In conclusion, the period going from the Civil War to the end of the Gilded Age was synonymous with unprecedented progress but shocking inequities still had to be tackled. The leaders of the age of wild-cat capitalism were determined to show their stamina. Undaunted as they may have been, they had nevertheless to reckon with a growing demand for government intervention and a decline of laissez-faire, however timid, was already discernible by the turn of the century.

CHAPTER 4

FROM IMPERIAL CAPITALISM TO THE END OF THE ROOSEVELT ERA (1897 - 1945)

A - ECONOMIC STRIDES, EUPHORIA AND COLLAPSE (1897 - 1929)

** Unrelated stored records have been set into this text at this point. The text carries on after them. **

PR #3835, opened 2021-10-15
Make environment variables available to user code during function deployment

dominicbartl:
### Description

We're using the framework NestJS which has the handy feature to validate environment variables before booting an application. This has the effect that deployments (for Cloud Functions) fail when an environment variable is missing or invalid. This is not a NestJS specific feature, this could also be useful for any application. I posted a short snippet below.

I enabled the new dotenv feature and tried to deploy our functions with environment variables. Though I encountered the following problem: When deploying Firebase Functions the source code gets loaded, but the environment variables defined in the .env aren't available in this context.

I introduced a small change that the user defined variables as well as the Firebase default environment variables will be merged before being passed on. As far as I can know this will be the same set of variables when the function gets deployed runs in the cloud.

### Scenarios Tested

Here's a small example which fails when trying to deploy a function which requires an environment variable to be present.

```javascript

if (!process.env.FOO) {
    throw new Error('Environment variable FOO not set');
}

exports.helloWorld = functions.https.onRequest((request, response) => {
    response.send("Hello from Firebase! FOO=" + process.env.FOO);
});
```

Deploying this code without the change exits with the following error:

```
Error occurred while parsing your function triggers.

Error: Environment variable FOO not set
...
```

Deploying the function trigger using this change succeeds.

### DIFF
--- a/src/deploy/functions/prepare.ts
+++ b/src/deploy/functions/prepare.ts
@@ -87,8 +87,9 @@ export async function prepare(
   track("functions_codebase_deploy_env_method", tag);
 
   logger.debug(`Analyzing ${runtimeDelegate.name} backend spec`);
-  const wantBackend = await runtimeDelegate.discoverSpec(runtimeConfig, firebaseEnvs);
-  wantBackend.environmentVariables = { ...userEnvs, ...firebaseEnvs };
+  const mergedEnvs = { ...userEnvs, ...firebaseEnvs };
+  const wantBackend = await runtimeDelegate.discoverSpec(runtimeConfig, mergedEnvs);
+  wantBackend.environmentVariables = mergedEnvs;
   payload.functions = { backend: wantBackend };
 
   // Note: Some of these are premium APIs that require billing to be enabled.


penx:
This would be very useful. My app also errors on load if environment variables are missing so `firebase deploy` does not work.

I've been able to get around this my creating `functions.yaml` in the root of my project, which means firebase deploy will skip spinning up the app locally:

```yml
specVersion: v1alpha1
endpoints:
  myFunction:
    platform: gcfv1
    entryPoint: myFunction
    httpsTrigger: {}
```

...however this took quite a bit of debugging to figure out, as it seems to be an undocumented feature.

penx:
@bkendall any chance of a review?

architectapp:
Hey, i have a way of solving this problem, although its not very clean and i have documented it here -- [Managing development, staging and production environments in firebase](https://github.com/architectapp/architect/blob/main/firebase/Managing%20development%2C%20staging%20and%20production%20environments%20in%20firebase.md)

PR #3840, opened 2021-10-17
Support Artifact Registry as an experiment

inlined:
Adds a new `artifactregistry` experiment to switch from using Google Container Registry for Artifact Registry for builds.

Customers will not actually use artifactregistry unless they are explicitly opted in on the backend, but turning on this flag will cause the CLI to clean up AR only.

When the flag is removed and everyone is opted in, we need to make the CLI delete both GCR and AR images because the backend will use GCR or AR depending on a rollout percentage. Once the experiment is fully rolled out in the backend we'll release a 3rd CLI version that then causes only AR to be cleaned up.

Some notes on the change:
1. The [docker API](https://docs.docker.com/registry/spec/api/#catalog) specifies that `DELETE <host>/v2/<name>/manifests/<manifest>` should return 202 (Accepted). GCR also returned an empty Errors response, but AR returns no content. This crashed the `apiv2` library, so I modified it to return `undefined` safely when results are zero length + add guards to the `gcr` library.
2. The change is enough to clean up the actual images, but it doesn't seem to be enough to clean up the directories. I'll follow up w/ the TL of AR to figure out why.


src/apiv2.ts
```diff
@@ -361,11 +361,14 @@ export class Client {
 
     let body: ResT;
     if (options.responseType === "json") {
-      // 204 statuses have no content. Don't try to `json` it.
-      if (res.status === 204) {
+      const text = await res.text();
```
colerogers, line 364: It might be good to get @bkendall 's approval on the `api` changes, even though it's only a few lines

src/deploy/functions/containerCleaner.ts
```diff
@@ -96,6 +109,21 @@ export async function cleanupBuildImages(functions: backend.FunctionSpec[]): Pro
...
+export class ArtifactRegistryCleaner {
+  // GCFv1 for AR has the following directory structure
+  // Hostname: <region>-docker.pkg.dev
+  // Directory structure:
+  // gcf-artifacts/
+  //     +- <function ID>
+  //     +- <function ID>/cache
+  // We leave the cache directory alone because it only costs
+  // a few MB and improves performance
+  async cleanupFunction(func: backend.TargetIds, helper?: DockerHelper): Promise<void> {
```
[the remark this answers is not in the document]
inlined: Fair. I was just copying the existing code but that's probably unnecessary.

src/apiv2.ts
inlined: Agreed. Will wait on his approval before submitting.

inlined:
Committing now since this is a preview feature. Outstanding fixes:

1. We should add an option to stop recursion in `rm` because we want to delete `functionID` but not `functionID/cache`
2. We need to delete the "directory" on cleanup
3. We need to modify GCR and AR to fully purge functions' data on deletion. IIRC we only delete existingBackend.

PR #3853, opened 2021-10-21
Adding secrets support to `firebase deploy --only extensions`

joehan:
### Description
Adding secrets support to `firebase deploy --only extensions`. 
Unit tests for the new methods in secrets.ts to follow - I wanted to get some eyes on this before it got too late in the day/

The logic here can be a little hard to follow - to help, I made a flow chart: go/firex-deploy-secrets-diagram

### Scenarios Tested
I tested each of the cases in go/firex-deploy-secrets-diagram using a bunch of instances of pavelj/secrets-test@0.0.11 & 0.0.10
Screen Shot 2021-10-21 at 10 55 09 AM

### DIFF
--- a/src/deploy/extensions/secrets.ts
+++ b/src/deploy/extensions/secrets.ts
@@ -1,0 +1,233 @@
+import * as clc from "cli-color";
+
+import * as secretUtils from "../../extensions/secretsUtils";
+import * as secretManager from "../../gcp/secretManager";
+
+import { Payload } from "./args";
+import { getExtensionVersion, InstanceSpec } from "./planner";
+import { promptCreateSecret } from "../../extensions/askUserForParam";
+import { ExtensionSpec, Param, ParamType } from "../../extensions/extensionsApi";
+import { FirebaseError } from "../../error";
+import { logger } from "../../logger";
+import { logLabeledBullet } from "../../utils";
+
+interface SecretInfo {
+  secret?: secretManager.Secret;
+  secretVersion?: secretManager.SecretVersion;
+  labels: Record<string, string>;
+}
+
+export async function handleSecretParams(
+  payload: Payload,
+  have: InstanceSpec[],
+  nonInteractive: boolean
+) {
+  for (const i of payload.instancesToCreate ?? []) {
+    if (await checkSpecForSecrets(i)) {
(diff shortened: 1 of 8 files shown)


src/deploy/extensions/secrets.ts
```diff
@@ -0,0 +1,232 @@
...
+  secretVersion?: secretManager.SecretVersion;
+  labels: Record<string, string>;
+}> {
+  const secretInfo: any = {
+    labels: {},
+  };
+  try {
+    secretInfo.secret = await secretManager.getSecret(projectId, secretName);
+    secretInfo.secretVersion = await secretManager.getSecretVersion(projectId, secretName, version);
+    secretInfo.labels = await secretManager.getSecretLabels(projectId, secretName);
```
pavelgj, line 204: optional: getSecretLabel is identical to getSecret two lines above, it just only returns labels and the getSecret doesn't include labels... we should really combine those two....

pavelgj: I mean, it's my own fault... for implementing it this way, I just didn't need those two in the same place.... :)

src/deploy/extensions/secrets.ts
```diff
@@ -0,0 +1,232 @@
...
+    throw new FirebaseError(
+      `${clc.bold(i.instanceId)}: Found '${providedValue}' for secret param ${
+        secretParam.param
+      }. ` +
+        `projects/${projectId}/secrets/${secretName} is managed by a different extension instance (${
+          secretInfo.labels[secretUtils.SECRET_LABEL]
+        }), so reusing it here can lead to unexpected behavior. ` +
+        "Please choose a different name for this secret, and rerun this command."
+    );
+  }
```
pavelgj, line 133: If secret/version exist and don't have the label we just use it, right? I think you still need to call `secretsUtils.grantFirexServiceAgentSecretAdminRole(secretInfo.secret)` on it so that we get all the necessary P4SA permissions. Similar in the update case.

pavelgj (changes requested):

src/deploy/extensions/secrets.ts
joehan: Haha, I noticed this and made a mental note to fix it later, then forgot to fix it later. I'll dedupe this logic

Though this period ended up in the worst crisis of American capitalism, it also confirmed the supremacy of the American economy on the world scene. The advent of what can be described as imperial capitalism was due to various factors : an expansionist policy which, after the "closing of the frontier"(1), enabled the US to gain new territories and markets ; the consolidation of the country's international trade and investments abroad ; the emergence of a consumer society and, at any rate, of a larger and larger domestic market (the population increased from 73 to 121 million, especially thanks to the arrival of 19 million immigrants) ; first-class world status thanks to a determining participation in World War I. Within three decades, the national product passed from 18 to 104 billion dollars though it must be specified that inflation also increased by 100 %. Simultaneously, the urge of social reformers to humanize the system remained strong throughout the period.

  I - Imperialism and progressivism  (1897 - 1914)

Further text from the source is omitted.